We incurred positive cash in-flow from our operations of $7.3 million for the six months ended June 30, 2011. This was primarily attributable to our collection of accounts receivable of $5.1 million, net income of approximately $1.3 million and non-cash items adjustments for depreciation and amortization of $1.0 million offset by outflow from changes in operating assets and liabilities. We incurred cash in-flow from our operations of $2.6 million for the six months ended June 30, 2010. This was primarily attributable to our net income of $1.7 million, non-cash items adjustment for depreciation of plant and equipment of $0.6 million and loss on long-term investment of $0.3 million.
 
During the six months ended June 30, 2011, we had cash outflow of $0.8 million from investing activities. This was mainly attributable to the additional $0.5 million deposits for construction or the Company’s new manufacturing facility, which have a total contract value of $0.8 million or RMB5,200,000 and value of variation orders subject to agreement by both parties, $0.4 million cash paid to purchase property, plant and equipment for the Company’s new corporate office and manufacturing facility. In the first six months of 2010, we advanced $4.4 million to suppliers of property and equipment and $3.2 million for purchase of property and equipment offset by $0.12 million of proceeds from disposal of fixed assets.
 
We did not have any cash inflow or outflow from financing activities for six months ended June 30, 2011 but we had cash inflows from financing activities of $7.9 million for the six months ended June 30, 2010, mainly due to proceeds of $4.33 million and $2.8 million from the issuance of 5.05 million and 1.87 million shares of common stock at $0.90 per share and $1.5 per share in connection with the January 2010 Private Placement and June 2010 Private Placement, respectively, and $0.78 million of advance from third party to facilitate our purchase of the new manufacturing facility property in Harbin Economic Technological Development Zone.
 

29
 
 

 

 
We intended to apply $2 million to $3 million of our cash resources to further development of our new facility, in order to increase production there.

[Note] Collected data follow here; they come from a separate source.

PR #816, opened 2021-12-21
dlb:Fix the problem that klog is not printed

hj-johannes-lee:
Add flag parsing to get command line parameters so that parameters about klog can be not ignored


bart0sh (approved):
/lgtm

mythi (approved):

Issue #739, opened 2021-11-02
Unexpected Kubernetes node feature-labeling as sgx-capable when SGX feature is turned off in BIOS and host has no /dev/sgx_* devices


MustDie95:
At first I was mentioned this issue in NFD project ( https://github.com/kubernetes-sigs/node-feature-discovery/issues/638) but it looks like NFD itself is not responsible for this behavior.

What happened:

Kubernetes node has feature.node.kubernetes.io/custom-intel.sgx: 'true' even if SGX support was forcibly turned off in BIOS

What you expected to happen:

Kubernetes node is not feature-labeled with SGX or this label was removed when SGX was off in BIOS and there is no /dev/sgx_* devices on host (even if this feature supported by CPU and OS).

How to reproduce it (as minimally and precisely as possible):

Install server, setup Kubernetes and deploy Node Feature Discovery with 'kubectl apply -k https://github.com/intel/intel-device-plugins-for-kubernetes/deployments/sgx_nfd?ref=v0.22.0'

Then deploy "Intel Device Plugins Operator" + "Intel Software Guard Extensions (SGX) device plugin":

kubectl apply -k https://github.com/intel/intel-device-plugins-for-kubernetes/deployments/operator/default?ref=v0.22.0

kubectl apply -f https://raw.githubusercontent.com/intel/intel-device-plugins-for-kubernetes/main/deployments/operator/samples/deviceplugin_v1_sgxdeviceplugin.yaml

All nodes are marked with feature.node.kubernetes.io/custom-intel.sgx: true' despite BIOS settings.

The remainder of cash resources will be utilized for marketing and brand building, and for general and corporate purposes. As part of our marketing strategy in 2011, we intend to begin an advertising campaign in selected television media in the area of Northeast China and in Shandong province of China. We expect that total expenditures for this media campaign may total approximately RMB20 million (US$3.1 million) in 2011.  In 2011 we have made investments in labor, raw materials and supplies to support the production at the new facility; in addition, we anticipate additional investments in labor, raw materials and supplies to support higher levels of production at the new facility as we continue to expand our sales in China and internationally.  We may recover substantially all of the investments necessary for production at the new facility during 2011 in the normal cycle of business through collection of receivables generated by the sale of the finished products from the new facility.  In addition, in the event that our patent application is granted, we will be required to pay approximately RMB10 million (US$1.5 million) to the sellers of the underlying technology; and in the event we decide to purchase the technology underlying the other patent subject to the supplemental agreement described elsewhere in this interim report under Note 9 – Technology and patent right, we will be required to pay approximately RMB15 million (US$2.3 million).  We believe our current resources are sufficient to fund ongoing operations as well as our currently projected cash need for the foreseeable future.
 
We believe that our present capacity will adequately serve the demand we currently project for our products during 2011 and beyond.  However, in the event we determine to expand our product lines to include grocery and shopping bags, as discussed elsewhere in this report, or other products, we anticipate that additional production capacity would be required.  In that case, we would need to purchase or construct additional facilities, and we anticipate that we would likely need additional financial resources for such purpose.  There is no assurance that we would be able to secure such additional financial resources on terms that would be acceptable to us, if at all.
 
We have never declared or paid any cash dividends on shares of our common stock. We intend to retain any future earnings, if any, to support operations and to finance the growth and development of our business. Therefore, we do not expect to pay any dividends on our common stock for the foreseeable future. The payment of dividends will be contingent upon future revenues and earnings, if any, capital requirements and overall financial conditions. The payment of any future dividends will be within the discretion of our Board of Directors.
 
Impact of Accounting Pronouncements
 
Since the filing of 2010 Form 10-K, the Financial Accounting Standards Board (“FASB”) issued ASU No. 2011-01 through No. 2011-03. These ASUs entail technical corrections to existing guidance or affect guidance related to specialized industries or entities and therefore have minimal, if any, impact on the Company.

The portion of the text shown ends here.